Welcome to the Ford/New Holland tractor forum. 

As you are well aware, there are very few of the old SOS mechanics remaining. For example, your transmission is 50+years old. Most of the old mechanics are gone. So you are going to have to become an SOS "expert" yourself, if you want to continue on with this project.

First thing you need to do is get an OEM Service Manual. An I&T FO-20 shop manual will also be helpful. Study them thoroughly.

Dumb question: Is your disconnect lever in the "freewheeling" position? 

After sitting for 7 years, most likely something is rusted in place. Stuck valves, 
shift linkage, inching pedal innards, etc. 

The only real SOS expertise that I know of is on the YT forum. There's a guy named Larry that is very knowledgeable, plus a number of guys with some SOS experience. I'm certain they will all tell you to get a manual and know what you are doing before you embark on this project.


----------



## jdallycase (Aug 17, 2008)

*Hi Edf*

Hi Edf,
Thanks for the reply. I do have a manual and have read it front and back but nothing to help me from sitting so many years. And yes everything seems to be in order as it should and all seems to be working except for the stuck shifter. It's not stuck up at the top, so it must be below the plate and into the tranny somewhere. I will check Larry out like you said. Thanks 
Robb


----------



## jdallycase (Aug 17, 2008)

Hi Edf
Just wanted to let you know that I was able to take the cover plate off of the trans, but did not remove completely, I removed the shifter cable first, Loosened the Pto from the hood and left it attatched to the trans. I then swung the cover towards the Pto cable and tied it up as high as I could to the steering wheel. I was then able to remove the shifter assembly from the top of the trans. I found several sticky valves. I was able to loosen them with WD 40 working them back and forth without removing any pistons from the assembly thank god then because I would of had to adjust those too. I put it back together after removing the gasket and making a gasket out of permatex, leaving the permatex sit for two hours then snugged the bolts barely, and the next morning I torqued the bolts installed the shifter per my measurements and it shifts like a new tractor again. Thanks for all your advice. Also I have another problem now that I will post later. My hydraulics are froze up from the condensation from sitting. I removed the seat and the bolts holding the lift cover down but cannot get the lift cover to lift except for a half inch. I read the manuals but cannot see that anything else is attatched. Do you know how to get the lift cover off? Thanks for any help.
Robb


----------



## EdF (Sep 15, 2014)

Hello again Robb,

Congratulations on getting your SOS transmission working again. 

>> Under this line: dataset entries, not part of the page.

PR #2157, opened 2021-04-23
fix unit test crashing when leader was nil caused by quorum reformation

matthiashanel:

Locally had a crash in leader.JetStreamClusterPeers() where the first access to `s.mu` would crash.
Probably caused by leadership change between awaiting a leader and retrieving it.
Not worried about waiting forever as waitOnLeader will fail if there's none in time.

### DIFF
--- a/server/jetstream_cluster_test.go
+++ b/server/jetstream_cluster_test.go
@@ -6456,6 +6456,10 @@ func (c *cluster) waitOnPeerCount(n int) {
 	c.t.Helper()
 	c.waitOnLeader()
 	leader := c.leader()
+	for leader == nil {
+		c.waitOnLeader()
+		leader = c.leader()
+	}
 	expires := time.Now().Add(10 * time.Second)
 	for time.Now().Before(expires) {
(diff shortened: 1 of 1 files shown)


kozlovic (approved):
LGTM

server/jetstream_cluster_test.go
```diff
@@ -6456,6 +6456,10 @@ func (c *cluster) waitOnPeerCount(n int) {
 	c.t.Helper()
 	c.waitOnLeader()
 	leader := c.leader()
+	for leader == nil {
+		c.waitOnLeader()
+		leader = c.leader()
```
derekcollison, line 6461: Just pushes the problem, same thing can happen after this line.

kozlovic: That was my first though but look, it is a "for" loop. And as he explains in description, waitOnLeader() will Fatal() the test if there is no leader.

derekcollison: A gotcha, I skipped over that part. Apologies.

PR #2158, opened 2021-04-23
Alternate headers redux proposal

scottf:
In addition, we might considering changing the version number.

/cc @aricart @wallyqs @ColinSullivan1 @kozlovic

### DIFF
--- a/doc/adr/0004-nats-headers.md
+++ b/doc/adr/0004-nats-headers.md
@@ -1,6 +1,6 @@
 # 4. nats-headers
 
-Date: 2020-05-28
+Date: 2021-04-23
 
 ## Status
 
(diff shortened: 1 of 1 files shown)


doc/adr/0004-nats-headers.md
```diff
@@ -96,41 +85,22 @@ Use of headers is possible.
...
-#### Go Client
-
-Note that built-in Go client does not implement the above manipulations correctly. Users requiring
-case-preservation on a headers can easily implement these operations against the underlying map.
+- `GET` can either return a `string` of the first value found matching the specified key in a case-sensitive lookup, or it can return a list of `string`. This may vary depending on the client.
+- `VALUES` returns a list of all `string` values that case-sensitively match the specified key. This will not be present in clients where the `GET` functions like `VALUES`
+- `SET` removes all values stored under the case-sensitive key and replaces it with the new value. Some clients may refer to this a `PUT`
+- `ADD` If the case-sensitive key already has associated values, the new value is added to the list, otherwise the key is created with the new value.
+- `DELETE` removes all headers that match the specified case-sensitive key. Some clients may refer to this as `REMOVE`
+- Clients will provide case-insensitve versions of lookups such as `GET` and `VALUE`
```
wallyqs, line 96: I think what could work is for `Get` to first match case-sensitive so that it becomes the fast path without relying on a normalization into canonical (http v1 style) or lowercase (http v2 style), that would help us with processing of JS headers where the case is already determined, but then if there is no match then do the case-insensitive check against the keys in the map?

scottf: So I would ask why would we want to invent new computing behavior here when case paradigm is already baked into our languages and developers are used to it.

Seems to me that in support of case sensitive, is that fact that internally we specify an exact case for our internal header keys. In the corporate world, they tend to setup constants and organizational rules. http1 / 2 actually specify case sensitive keys with case-insensitive lookup, that's why I want to ensure clients provide the secondary ability to read case-insensitive

wallyqs: You are right, for example things like `Sec-WebSocket-X` headers in HTTP actually have a correct way to be set so that is why in Go the `Set/Add` APIs aren't used for some things, otherwise it would become `Sec-Websocket-X` which can be incompatible in some proxies, for best compatibility instead it is set with the exact case via:

```go
req.Header["Sec-WebSocket-Key"]
```

The Go HTTP client does emit keys as they are set exactly when making a request as well to be flexible in that way without normalizing:

```go
	req, err := http.NewRequest("GET", "http://localhost:3000", nil)
	req.Header = http.Header{
		"foo": []string{"A"},
		"Foo": []string{"B"},
		"FOO": []string{"C"},
	}
	// RESULT:
	// User-Agent: Go-http-client/1.1
	// FOO: C
	// Foo: B
	// foo: A
```

The NATS Server currently does not normalize the keys either and treats them opaquely, so it is data-preserving already in that sense as well (and for JS headers that means that for using them correctly need to have the exact case (e.g. to be right it has to be exactly `Nats-Msg-Id`).  Maybe rather than defining the exact Get/Set/Del API for all clients what is important is that there is a way for users to get the keys in case-sensitive and case-insensitive ways as needed and document how to do it.

scottf: > Maybe rather than defining the exact Get/Set/Del API for all clients what is important is that there is a way for users to get the keys in case-sensitive and case-insensitive ways as needed and document how to do it.
+1 I'm good with that

scottf:
I have implemented Java according to this. https://github.com/nats-io/nats.java/pull/451/files

doc/adr/0004-nats-headers.md
```diff
@@ -1,41 +1,30 @@
...
 
 ## Context
 
-This document describes NATS Headers from the perspective of clients. NATS headers allow clients to specify additional meta-data in the form of headers. The headers are effectively [HTTP Headers](https://tools.ietf.org/html/rfc7230#section-3.2). The reference Go implementation internally uses `http.Header` for their serialization and parsing.
+This document describes NATS Headers from the perspective of clients. NATS headers allow clients to specify additional meta-data in the form of headers. 
 
 The salient points of the HTTP header specification are:
 
-- Each header field consists of a case-insensitive field name followed by a colon (`:`), optional leading whitespace, the field value, and optional trailing whitespace.
+- Each header entry consists of a field name followed by a colon (`:`), optional leading space (SP), the field value, optional trailing whitespace and then carriage-return/line-feed (CR/LF). It is suggested to not use leading or trailing spaces simply to reduce the number of bytes transmitted.
```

I found the following post on the internet written by *TX641D*: A 641D should be very similar to your '63 4000. 

*"1) Put draft control lever in vertical position, step on lift arms to remove any hydraulic fluid. 
2) Remove Top link pin and lift arm pins. They can be stubborn if they haven't been removed before. The holes in the lift brackets or pins may not line up like they did when new, thus requiring some elbow grease to knock the pins out. 
3) Remove Fenders (so not to scratch them) 
4) Remove Seat 
5) Loosen 11 perimeter bolts around lift cover including the 4 on the accessory cover and the small hex bolt in the center of the accessory cover. Remove the accessory cover and get the last hex bolt (12th in total) securing the lift cover to the chassis. The other 3 interior hex bolts remain in place securing the control unit to the lift cover, so that you don't drop the control unit into the sump. Number the bolts and holes with sharpie so you know where they go upon reinstall. 
6) Using a 6' pry bar, pop lift cover from rear by applying pressure under the left lift arm using the differential housing for leverage. 
7) Takes two guys to lift the cover straight up and away from tractor. Set on table, control unit facing up."*


----------



## jdallycase (Aug 17, 2008)

Thanks for the reply,
Mine has 14 bolts and I am not sure about the hex nut in the center but will check that out. Good advice on the draft control,I'll try that. Thanks again.
Robb


----------



## GardjcinPA (Oct 20, 2014)

*spark problems*

I also have a Ford 4000 series SOS. Still trying to figure out the year it was made by posting some numbers I found on the side of the tractor, but yours sounds very similar. My questions to you are:
1. Where did you find a service , maintenance manual for it. I need something idiot proof since I am not real familiar with this tractor yet.
2. I recently put a new coil on it and a new battery, cleaned the points and still have no spark at the coil or spark plugs. 
Have you any suggestions as to what I should check next?
Thanks, GardjcinPA


----------



## jdallycase (Aug 17, 2008)

Hello GardjcinPa,
I bought my service manuals from Ebay and I also bought a manual on cd from Ebay for use with the computer so I can print out the page with pictures. First off when the switch is on make sure you have 12 volt going into the coil. If there is 12 volt there then you either have a problem with the points, condenser, or maybe the coil. I have also seen problems with the rotor and cap cause no spark but rare. You can check online for the gap, I think it might be close to 22 thousands, but not too sure. That is where I usually start until I get spark then a readjust to spec according to the manual. Also make sure the wire going into the side of the distributor is nice and clean and not grounding out and make sure the positive and negative terminals on the coil are clean. You can buy the parts you need on Ebay for the tractor. Let us know how you make out and good luck to you.
Robb


----------



## jdallycase (Aug 17, 2008)

Hello Edf,
I finally got the control arms down. I took the excavator and dropped the shovel down on it slowly and brought them right down. Now I can finally take the cover off to explore and repair. Thanks for all the good advice.
Robb


----------



## GardjcinPA (Oct 20, 2014)

Thanks Robb,
I had a car mechanic friend explain to me what the condenser was and then looked it up online. He called it "the pick-up". Anyhow, I found a few used ones in the previous owners parts box. I'll try that next. Now if I could find out the year of this thing I could get the correct manual. I know it is a '62,'63,or '64. I don't know if the manuals are the same for those 3 years? I was told on here to look above and behind the starter for a set of 3 numbers, post them on here and somebody could decipher them as to the year of production. I don't have a set of 3 numbers anywhere near that location, once again thanks for your information.
JG


----------



## sixbales (May 18, 2011)

Howdy GardjcinPA,

Good advice from Robb. Couple of things that I can think of:

1) Try a hotwire straight from the battery hot side to the input side of the coil. This will isolate the keyswitch and maybe a resistor or resistor wire in circuit to the coil as possible problems.

2) Point setting is .025"


----------